If you look at the execution plan you will see that a spool is used and that it has the
WITH STACK
property set. Which means that rows are read in a stack-like manner (Last In First Out)So first the anchor part runs
Then
4
is processed as that is the last row added. TheJOIN
returns 1 row that is added to the spool then this newly added row is processed. In this case the Join returns nothing so there is nothing additional added to the spool and it moves on to processing theCategoryID = 2
row.This returns 3 rows which are added to the spool
then each of these rows are processed in turn in a similar LIFO fashion with any child rows added being dealt with first before processing can move on to the sibling rows. Hopefully you can see how this recursive logic explains your observed results but just in case you can't a
C#
simulationReturns
使用公用表表达式的递归查询页面描述了 CTE 的逻辑:
然而,这只是逻辑流程。与往常一样,使用 SQL,如果结果“相同”,服务器可以根据需要自由地重新排序操作,并且认为重新排序可以更有效地提供结果。
在决定是否对操作重新排序时,通常不会考虑具有副作用的函数的存在(导致延迟,然后返回
GETDATE()
)。重新排序查询的一种明显方式是,它可能决定在完全创建结果集
Ti
之前开始处理结果集Ti+1
- 它可能是这样做比首先完全构造 Ti 更有效,因为新行肯定已经在内存中并且最近已被访问。The page Recursive Queries Using Common Table Expressions describes the logic of CTEs:
However, that's only the logical flow. As always, with SQL, the server is free to reorder operations as it sees fit, if the result will be "the same", and the reordering is perceived to provide the results more efficiently.

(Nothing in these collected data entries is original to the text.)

PR #4196, opened 2026-07-30
[causallm] Allocate the KV cache from the SVM pool and make it survive the per-call placeholder fill

jijoongmoon:
Puts the KV cache on the OpenCL SVM plane **and makes the flag survive an inference call** — the second
half is the one that actually changes behaviour.

The first commit allocates the per-layer K/V from the `gpu-svm` `MemoryPool`, so the cache tensors
themselves report `isSVM() == true`. On its own it changed **no output**, because the flag did not
survive a single call:

`NeuralNetwork::incremental_inference` wraps every input buffer in a fresh `Tensor::Map`, which builds a
brand-new `MemoryData` with `svm_allocation = false`. `TensorPool::fillPlaceholder` then installs exactly
that `MemoryData` on the placeholder and `syncDependents()` propagates it to every dependent view —
including `mha_core`'s `cache_k` / `cache_v` views. So the SVM-ness of the pool allocation was
overwritten on **every** call, one call before `mha_core` ever looked at it.

`mha_core` gates its whole GPU/flash attention chain on `svm_ok = q && k && v && o all isSVM()`. With the
flag clobbered on `k` and `v` that predicate is unsatisfiable, so attention fell through to the host
GEMM — which reads the K/V plane through host pointers while the K/V producers wrote it on the device.
That is both a silent performance cliff and a coherence hazard.

The second commit makes the placeholder fill preserve the pool's SVM attribute instead of replacing it,
so `svm(q/k/v/o)` reads `1111` on every layer and the GPU attention chain is reachable.

**Residency is selected by a predicate, not by a backend name.** `KVCacheManager` selects on
`it->second->isSVM()` — the same `MemAllocator` predicate core itself uses — and the choice is deliberate,
with the caveat recorded in-comment right above it: `CudaMemAllocator` **overrides `isSVM()` to false**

The presence of your function with side effects (causing a delay, then returning
GETDATE()
) isn't something that would normally be considered when deciding whether to reorder operations.One obvious way in which the query may be reordered is that it may decide to start working on result set
Ti+1
before it has fully created result setTi
- it may be more efficient to do this than to fully constructTi
first, since the new rows are definitely already in memory and have been accessed recently.